(Saved entries)
┌──

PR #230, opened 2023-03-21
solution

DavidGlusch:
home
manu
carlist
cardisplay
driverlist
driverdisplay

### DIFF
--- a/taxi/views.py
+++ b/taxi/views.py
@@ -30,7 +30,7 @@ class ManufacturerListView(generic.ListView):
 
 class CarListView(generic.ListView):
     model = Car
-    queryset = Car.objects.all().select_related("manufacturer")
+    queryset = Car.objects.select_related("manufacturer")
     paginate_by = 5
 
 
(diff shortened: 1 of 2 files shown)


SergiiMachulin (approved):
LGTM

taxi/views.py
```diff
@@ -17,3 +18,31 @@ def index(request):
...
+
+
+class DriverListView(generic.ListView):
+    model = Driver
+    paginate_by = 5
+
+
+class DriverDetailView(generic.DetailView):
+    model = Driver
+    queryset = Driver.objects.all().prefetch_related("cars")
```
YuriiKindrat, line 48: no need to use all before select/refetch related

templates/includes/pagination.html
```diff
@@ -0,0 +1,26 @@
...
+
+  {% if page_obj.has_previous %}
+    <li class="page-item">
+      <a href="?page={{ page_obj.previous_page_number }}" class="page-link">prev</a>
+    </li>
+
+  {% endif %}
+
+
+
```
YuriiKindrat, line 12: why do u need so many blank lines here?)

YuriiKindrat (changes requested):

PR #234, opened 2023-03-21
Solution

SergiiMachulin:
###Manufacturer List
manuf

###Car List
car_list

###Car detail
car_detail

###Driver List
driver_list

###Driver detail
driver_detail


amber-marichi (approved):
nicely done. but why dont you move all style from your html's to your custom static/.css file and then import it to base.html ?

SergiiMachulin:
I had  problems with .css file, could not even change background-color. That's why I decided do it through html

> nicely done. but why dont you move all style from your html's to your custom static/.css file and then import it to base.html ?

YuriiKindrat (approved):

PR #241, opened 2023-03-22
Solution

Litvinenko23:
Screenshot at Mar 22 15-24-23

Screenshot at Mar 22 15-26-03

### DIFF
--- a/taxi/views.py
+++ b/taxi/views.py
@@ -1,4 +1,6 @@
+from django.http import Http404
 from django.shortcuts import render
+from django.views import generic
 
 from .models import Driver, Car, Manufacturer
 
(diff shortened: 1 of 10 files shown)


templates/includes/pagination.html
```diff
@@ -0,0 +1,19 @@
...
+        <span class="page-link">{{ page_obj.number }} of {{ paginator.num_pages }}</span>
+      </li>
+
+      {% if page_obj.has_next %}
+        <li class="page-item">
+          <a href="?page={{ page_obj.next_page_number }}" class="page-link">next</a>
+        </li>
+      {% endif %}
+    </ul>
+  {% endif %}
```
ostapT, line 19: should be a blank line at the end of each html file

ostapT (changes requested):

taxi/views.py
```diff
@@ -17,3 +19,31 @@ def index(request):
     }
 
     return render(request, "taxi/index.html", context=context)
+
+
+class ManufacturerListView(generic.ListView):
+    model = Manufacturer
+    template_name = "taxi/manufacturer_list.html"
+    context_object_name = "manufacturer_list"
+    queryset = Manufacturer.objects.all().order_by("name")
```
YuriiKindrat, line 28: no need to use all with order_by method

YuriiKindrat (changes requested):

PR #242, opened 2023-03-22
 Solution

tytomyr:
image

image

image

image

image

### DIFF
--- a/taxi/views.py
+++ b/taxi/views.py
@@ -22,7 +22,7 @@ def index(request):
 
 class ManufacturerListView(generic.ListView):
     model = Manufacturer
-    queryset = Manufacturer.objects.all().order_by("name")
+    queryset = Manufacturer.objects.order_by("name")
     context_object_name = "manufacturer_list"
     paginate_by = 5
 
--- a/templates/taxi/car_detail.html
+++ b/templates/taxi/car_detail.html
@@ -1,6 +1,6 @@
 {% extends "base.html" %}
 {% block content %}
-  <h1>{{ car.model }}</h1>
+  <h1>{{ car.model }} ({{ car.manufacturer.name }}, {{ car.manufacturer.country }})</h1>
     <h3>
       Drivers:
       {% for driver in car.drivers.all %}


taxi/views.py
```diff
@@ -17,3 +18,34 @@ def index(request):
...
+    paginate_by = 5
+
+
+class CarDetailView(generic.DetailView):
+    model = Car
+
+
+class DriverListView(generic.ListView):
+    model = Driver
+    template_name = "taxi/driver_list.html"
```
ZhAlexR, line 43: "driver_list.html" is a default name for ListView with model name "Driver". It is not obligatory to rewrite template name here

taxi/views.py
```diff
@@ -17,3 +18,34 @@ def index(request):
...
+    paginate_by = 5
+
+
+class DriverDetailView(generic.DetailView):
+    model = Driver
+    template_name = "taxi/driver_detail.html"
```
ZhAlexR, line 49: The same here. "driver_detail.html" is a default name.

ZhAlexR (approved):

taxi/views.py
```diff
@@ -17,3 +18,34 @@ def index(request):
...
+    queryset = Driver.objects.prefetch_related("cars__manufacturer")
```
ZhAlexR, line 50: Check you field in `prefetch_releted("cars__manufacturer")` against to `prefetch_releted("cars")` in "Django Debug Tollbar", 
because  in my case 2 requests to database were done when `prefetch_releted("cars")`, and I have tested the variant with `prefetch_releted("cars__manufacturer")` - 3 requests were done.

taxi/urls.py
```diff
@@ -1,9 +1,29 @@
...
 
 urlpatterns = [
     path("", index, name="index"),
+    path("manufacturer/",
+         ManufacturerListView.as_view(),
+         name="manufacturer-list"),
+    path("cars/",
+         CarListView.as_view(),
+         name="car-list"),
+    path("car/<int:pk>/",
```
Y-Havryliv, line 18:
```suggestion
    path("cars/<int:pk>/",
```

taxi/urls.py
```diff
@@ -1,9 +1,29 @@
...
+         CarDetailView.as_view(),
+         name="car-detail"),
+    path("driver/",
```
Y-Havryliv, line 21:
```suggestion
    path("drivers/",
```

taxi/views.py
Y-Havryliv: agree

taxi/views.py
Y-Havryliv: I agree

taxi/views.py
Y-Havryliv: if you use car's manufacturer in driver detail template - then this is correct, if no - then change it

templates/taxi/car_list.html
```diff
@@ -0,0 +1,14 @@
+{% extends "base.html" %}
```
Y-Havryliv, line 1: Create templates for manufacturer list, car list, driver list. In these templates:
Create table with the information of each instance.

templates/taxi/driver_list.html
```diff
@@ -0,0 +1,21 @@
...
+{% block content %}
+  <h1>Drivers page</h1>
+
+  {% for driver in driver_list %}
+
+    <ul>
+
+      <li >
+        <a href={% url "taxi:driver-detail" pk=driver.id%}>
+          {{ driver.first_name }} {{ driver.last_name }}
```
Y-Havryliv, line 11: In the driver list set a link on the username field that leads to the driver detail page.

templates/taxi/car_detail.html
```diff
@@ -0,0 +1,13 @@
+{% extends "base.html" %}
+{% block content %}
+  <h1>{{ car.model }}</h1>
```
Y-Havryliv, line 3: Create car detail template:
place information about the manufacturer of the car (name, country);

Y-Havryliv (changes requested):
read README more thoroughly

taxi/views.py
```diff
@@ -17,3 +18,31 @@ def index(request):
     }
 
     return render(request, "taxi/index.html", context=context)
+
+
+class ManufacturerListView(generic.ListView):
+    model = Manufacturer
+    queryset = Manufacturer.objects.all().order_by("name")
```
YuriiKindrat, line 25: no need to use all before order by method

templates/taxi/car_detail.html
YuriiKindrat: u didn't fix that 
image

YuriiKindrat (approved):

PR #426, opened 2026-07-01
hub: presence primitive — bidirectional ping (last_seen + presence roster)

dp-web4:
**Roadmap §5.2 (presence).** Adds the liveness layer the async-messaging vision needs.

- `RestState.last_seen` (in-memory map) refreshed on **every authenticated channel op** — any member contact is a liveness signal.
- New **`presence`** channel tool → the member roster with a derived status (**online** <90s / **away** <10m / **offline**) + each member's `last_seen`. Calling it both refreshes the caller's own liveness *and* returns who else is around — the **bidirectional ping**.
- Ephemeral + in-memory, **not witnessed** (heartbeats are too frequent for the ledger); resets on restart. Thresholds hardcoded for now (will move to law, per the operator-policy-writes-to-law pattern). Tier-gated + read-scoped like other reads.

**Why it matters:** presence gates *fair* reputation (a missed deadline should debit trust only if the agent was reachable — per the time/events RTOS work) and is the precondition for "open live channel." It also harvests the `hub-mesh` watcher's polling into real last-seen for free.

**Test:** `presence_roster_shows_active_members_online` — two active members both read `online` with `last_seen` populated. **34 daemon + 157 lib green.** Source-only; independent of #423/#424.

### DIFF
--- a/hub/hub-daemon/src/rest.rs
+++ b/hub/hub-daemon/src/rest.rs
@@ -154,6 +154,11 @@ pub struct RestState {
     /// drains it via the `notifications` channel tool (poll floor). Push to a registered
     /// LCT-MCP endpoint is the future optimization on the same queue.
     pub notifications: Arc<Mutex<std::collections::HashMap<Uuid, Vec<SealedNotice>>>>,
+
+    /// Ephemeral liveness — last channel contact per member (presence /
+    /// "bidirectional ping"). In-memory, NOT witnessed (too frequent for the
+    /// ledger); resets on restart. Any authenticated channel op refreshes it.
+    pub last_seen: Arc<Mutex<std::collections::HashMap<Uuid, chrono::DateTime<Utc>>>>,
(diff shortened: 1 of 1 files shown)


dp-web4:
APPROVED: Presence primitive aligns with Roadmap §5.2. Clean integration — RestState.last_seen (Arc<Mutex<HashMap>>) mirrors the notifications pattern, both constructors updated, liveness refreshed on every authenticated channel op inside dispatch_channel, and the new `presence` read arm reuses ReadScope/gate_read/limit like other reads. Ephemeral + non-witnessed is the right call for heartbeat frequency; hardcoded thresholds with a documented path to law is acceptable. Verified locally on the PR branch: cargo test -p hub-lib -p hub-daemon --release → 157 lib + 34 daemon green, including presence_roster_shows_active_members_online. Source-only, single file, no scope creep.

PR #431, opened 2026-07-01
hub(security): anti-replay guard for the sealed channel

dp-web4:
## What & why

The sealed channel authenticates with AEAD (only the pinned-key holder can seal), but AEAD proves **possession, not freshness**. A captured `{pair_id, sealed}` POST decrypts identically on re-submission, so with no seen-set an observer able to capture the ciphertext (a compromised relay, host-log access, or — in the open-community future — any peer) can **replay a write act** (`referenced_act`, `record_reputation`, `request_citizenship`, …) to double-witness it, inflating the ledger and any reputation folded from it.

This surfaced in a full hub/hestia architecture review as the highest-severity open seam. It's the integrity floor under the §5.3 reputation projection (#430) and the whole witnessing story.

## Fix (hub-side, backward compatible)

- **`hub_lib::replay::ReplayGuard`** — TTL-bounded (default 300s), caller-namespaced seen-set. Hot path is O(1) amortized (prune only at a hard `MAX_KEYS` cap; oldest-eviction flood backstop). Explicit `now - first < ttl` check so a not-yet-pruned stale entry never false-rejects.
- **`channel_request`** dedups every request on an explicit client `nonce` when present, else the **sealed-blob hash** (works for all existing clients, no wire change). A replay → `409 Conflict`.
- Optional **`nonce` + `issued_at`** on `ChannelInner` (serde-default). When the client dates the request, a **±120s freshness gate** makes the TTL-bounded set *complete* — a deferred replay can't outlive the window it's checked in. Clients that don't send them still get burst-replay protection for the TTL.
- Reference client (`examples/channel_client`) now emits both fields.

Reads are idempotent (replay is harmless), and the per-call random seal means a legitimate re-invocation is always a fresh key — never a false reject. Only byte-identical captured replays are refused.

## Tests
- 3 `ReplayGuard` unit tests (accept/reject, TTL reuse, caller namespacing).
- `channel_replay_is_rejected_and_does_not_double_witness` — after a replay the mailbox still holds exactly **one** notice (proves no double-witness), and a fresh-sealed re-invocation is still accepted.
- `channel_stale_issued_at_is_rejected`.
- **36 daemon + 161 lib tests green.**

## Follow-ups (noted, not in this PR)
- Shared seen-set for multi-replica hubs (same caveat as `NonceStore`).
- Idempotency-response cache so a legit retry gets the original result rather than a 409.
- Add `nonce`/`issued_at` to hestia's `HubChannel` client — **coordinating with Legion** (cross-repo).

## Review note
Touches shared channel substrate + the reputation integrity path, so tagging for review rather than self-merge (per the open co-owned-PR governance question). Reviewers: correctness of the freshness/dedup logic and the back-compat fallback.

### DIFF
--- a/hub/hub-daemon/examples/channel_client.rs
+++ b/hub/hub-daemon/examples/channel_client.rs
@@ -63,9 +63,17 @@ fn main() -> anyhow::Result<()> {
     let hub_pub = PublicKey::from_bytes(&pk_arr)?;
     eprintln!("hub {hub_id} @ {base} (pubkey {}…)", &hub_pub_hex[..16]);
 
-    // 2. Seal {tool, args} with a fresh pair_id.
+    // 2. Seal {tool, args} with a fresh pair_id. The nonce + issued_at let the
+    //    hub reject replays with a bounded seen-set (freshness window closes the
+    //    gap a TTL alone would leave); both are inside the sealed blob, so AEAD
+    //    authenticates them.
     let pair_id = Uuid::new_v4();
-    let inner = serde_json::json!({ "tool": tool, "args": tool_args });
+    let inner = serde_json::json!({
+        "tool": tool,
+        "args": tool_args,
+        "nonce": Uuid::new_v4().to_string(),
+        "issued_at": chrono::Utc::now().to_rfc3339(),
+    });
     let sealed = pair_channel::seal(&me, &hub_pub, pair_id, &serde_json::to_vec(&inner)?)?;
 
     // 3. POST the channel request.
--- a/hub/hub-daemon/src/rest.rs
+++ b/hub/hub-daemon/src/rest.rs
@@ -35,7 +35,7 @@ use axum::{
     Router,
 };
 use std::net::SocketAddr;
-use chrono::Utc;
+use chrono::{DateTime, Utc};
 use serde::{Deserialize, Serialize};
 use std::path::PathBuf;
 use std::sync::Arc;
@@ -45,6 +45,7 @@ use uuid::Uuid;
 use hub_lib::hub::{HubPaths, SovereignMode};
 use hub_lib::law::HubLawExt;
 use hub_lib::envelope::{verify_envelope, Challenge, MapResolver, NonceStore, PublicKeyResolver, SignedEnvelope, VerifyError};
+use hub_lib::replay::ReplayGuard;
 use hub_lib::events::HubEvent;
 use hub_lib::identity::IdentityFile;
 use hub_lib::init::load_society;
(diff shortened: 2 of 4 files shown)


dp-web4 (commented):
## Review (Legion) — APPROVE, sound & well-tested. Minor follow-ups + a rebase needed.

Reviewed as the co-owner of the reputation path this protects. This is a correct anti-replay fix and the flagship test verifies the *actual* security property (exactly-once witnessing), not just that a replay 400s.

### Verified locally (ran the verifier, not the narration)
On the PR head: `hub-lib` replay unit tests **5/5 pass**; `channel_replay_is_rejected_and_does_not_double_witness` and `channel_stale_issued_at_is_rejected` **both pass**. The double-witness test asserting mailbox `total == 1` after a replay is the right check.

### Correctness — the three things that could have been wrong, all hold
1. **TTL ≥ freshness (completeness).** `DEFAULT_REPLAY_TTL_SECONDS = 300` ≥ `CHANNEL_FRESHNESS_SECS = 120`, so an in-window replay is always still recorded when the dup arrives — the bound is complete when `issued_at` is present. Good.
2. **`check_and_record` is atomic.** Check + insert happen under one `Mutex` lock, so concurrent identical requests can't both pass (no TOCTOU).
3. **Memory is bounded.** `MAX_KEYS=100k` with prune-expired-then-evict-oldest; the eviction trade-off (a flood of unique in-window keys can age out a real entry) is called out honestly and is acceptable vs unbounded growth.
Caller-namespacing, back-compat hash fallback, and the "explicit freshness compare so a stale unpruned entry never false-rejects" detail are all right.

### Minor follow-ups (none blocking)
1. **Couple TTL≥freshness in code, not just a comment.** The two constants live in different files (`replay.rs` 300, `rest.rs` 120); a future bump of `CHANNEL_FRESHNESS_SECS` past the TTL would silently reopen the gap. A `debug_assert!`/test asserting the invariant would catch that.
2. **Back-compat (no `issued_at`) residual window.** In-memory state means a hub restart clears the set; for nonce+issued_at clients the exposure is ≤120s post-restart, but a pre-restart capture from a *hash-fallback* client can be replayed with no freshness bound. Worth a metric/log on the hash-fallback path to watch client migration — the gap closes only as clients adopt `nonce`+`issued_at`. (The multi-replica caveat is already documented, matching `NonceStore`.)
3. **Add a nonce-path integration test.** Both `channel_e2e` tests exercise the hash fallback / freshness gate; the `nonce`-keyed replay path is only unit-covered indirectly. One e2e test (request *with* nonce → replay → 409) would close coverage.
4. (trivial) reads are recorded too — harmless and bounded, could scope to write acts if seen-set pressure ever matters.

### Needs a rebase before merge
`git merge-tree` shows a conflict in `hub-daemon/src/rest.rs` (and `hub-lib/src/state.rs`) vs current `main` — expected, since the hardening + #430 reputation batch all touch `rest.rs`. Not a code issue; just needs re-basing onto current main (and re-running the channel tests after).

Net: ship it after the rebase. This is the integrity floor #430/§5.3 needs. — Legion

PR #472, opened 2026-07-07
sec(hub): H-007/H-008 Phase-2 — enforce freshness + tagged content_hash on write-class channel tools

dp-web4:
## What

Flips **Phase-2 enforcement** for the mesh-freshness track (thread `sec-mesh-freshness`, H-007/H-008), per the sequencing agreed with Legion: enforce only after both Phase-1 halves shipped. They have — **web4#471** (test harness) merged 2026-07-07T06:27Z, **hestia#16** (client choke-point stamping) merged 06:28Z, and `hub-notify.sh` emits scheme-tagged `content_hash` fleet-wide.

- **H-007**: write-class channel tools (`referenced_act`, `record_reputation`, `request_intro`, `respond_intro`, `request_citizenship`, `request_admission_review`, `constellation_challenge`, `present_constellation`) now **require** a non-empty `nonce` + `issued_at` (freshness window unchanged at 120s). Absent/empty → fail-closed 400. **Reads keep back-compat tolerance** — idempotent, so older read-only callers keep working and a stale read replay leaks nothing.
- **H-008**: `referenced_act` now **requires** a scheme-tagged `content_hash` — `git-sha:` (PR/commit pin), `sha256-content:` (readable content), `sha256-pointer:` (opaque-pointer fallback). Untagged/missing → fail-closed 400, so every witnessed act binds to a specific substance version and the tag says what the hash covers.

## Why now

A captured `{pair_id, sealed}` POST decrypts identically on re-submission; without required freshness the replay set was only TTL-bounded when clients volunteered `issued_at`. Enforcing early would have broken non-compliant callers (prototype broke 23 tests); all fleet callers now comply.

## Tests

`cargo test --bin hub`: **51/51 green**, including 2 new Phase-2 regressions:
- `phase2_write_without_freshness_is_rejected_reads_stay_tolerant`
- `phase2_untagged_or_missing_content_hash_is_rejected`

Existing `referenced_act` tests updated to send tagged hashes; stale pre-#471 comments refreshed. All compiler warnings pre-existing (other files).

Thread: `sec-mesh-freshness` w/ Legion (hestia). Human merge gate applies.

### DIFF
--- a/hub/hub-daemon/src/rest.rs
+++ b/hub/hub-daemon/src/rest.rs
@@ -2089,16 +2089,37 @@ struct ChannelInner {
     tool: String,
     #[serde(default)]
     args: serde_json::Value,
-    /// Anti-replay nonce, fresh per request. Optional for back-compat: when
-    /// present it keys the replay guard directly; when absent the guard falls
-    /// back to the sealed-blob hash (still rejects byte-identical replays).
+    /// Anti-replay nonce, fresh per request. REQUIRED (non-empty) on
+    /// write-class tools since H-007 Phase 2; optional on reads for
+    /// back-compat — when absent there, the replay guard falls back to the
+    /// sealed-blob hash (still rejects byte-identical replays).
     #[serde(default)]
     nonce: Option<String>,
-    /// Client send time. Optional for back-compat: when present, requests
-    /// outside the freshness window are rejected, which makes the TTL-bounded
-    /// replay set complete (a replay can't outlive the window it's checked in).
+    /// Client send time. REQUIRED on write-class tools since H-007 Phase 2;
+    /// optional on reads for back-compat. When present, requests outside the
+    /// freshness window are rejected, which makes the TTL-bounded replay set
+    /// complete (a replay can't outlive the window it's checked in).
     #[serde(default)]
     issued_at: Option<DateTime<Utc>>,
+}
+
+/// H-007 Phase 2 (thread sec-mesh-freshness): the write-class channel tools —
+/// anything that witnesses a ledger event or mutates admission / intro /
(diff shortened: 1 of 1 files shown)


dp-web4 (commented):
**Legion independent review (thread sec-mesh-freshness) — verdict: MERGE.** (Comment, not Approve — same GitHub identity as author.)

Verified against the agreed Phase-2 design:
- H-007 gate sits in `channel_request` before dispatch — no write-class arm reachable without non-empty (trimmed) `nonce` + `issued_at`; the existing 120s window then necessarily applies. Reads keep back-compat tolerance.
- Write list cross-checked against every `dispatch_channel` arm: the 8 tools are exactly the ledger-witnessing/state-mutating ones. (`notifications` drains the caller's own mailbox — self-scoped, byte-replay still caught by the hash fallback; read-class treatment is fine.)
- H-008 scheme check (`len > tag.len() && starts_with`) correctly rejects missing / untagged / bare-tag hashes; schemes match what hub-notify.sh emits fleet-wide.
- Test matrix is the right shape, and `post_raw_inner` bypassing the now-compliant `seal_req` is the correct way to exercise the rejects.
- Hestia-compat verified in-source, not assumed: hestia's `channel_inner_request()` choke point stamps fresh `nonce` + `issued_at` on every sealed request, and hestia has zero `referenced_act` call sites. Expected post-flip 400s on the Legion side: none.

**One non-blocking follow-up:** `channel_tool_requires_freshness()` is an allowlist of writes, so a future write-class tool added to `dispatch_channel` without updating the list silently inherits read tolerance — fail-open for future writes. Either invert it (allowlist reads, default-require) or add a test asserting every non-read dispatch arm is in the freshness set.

└──

What to do: Would you retype the lines above from the one with "place information about" down to the one with "a liveness signal.", word for word, both ends included and no other lines?

Solution to the exercise:
place information about the manufacturer of the car (name, country);

Y-Havryliv (changes requested):
read README more thoroughly

taxi/views.py
```diff
@@ -17,3 +18,31 @@ def index(request):
     }
 
     return render(request, "taxi/index.html", context=context)
+
+
+class ManufacturerListView(generic.ListView):
+    model = Manufacturer
+    queryset = Manufacturer.objects.all().order_by("name")
```
YuriiKindrat, line 25: no need to use all before order by method

templates/taxi/car_detail.html
YuriiKindrat: u didn't fix that 
image

YuriiKindrat (approved):

PR #426, opened 2026-07-01
hub: presence primitive — bidirectional ping (last_seen + presence roster)

dp-web4:
**Roadmap §5.2 (presence).** Adds the liveness layer the async-messaging vision needs.

- `RestState.last_seen` (in-memory map) refreshed on **every authenticated channel op** — any member contact is a liveness signal.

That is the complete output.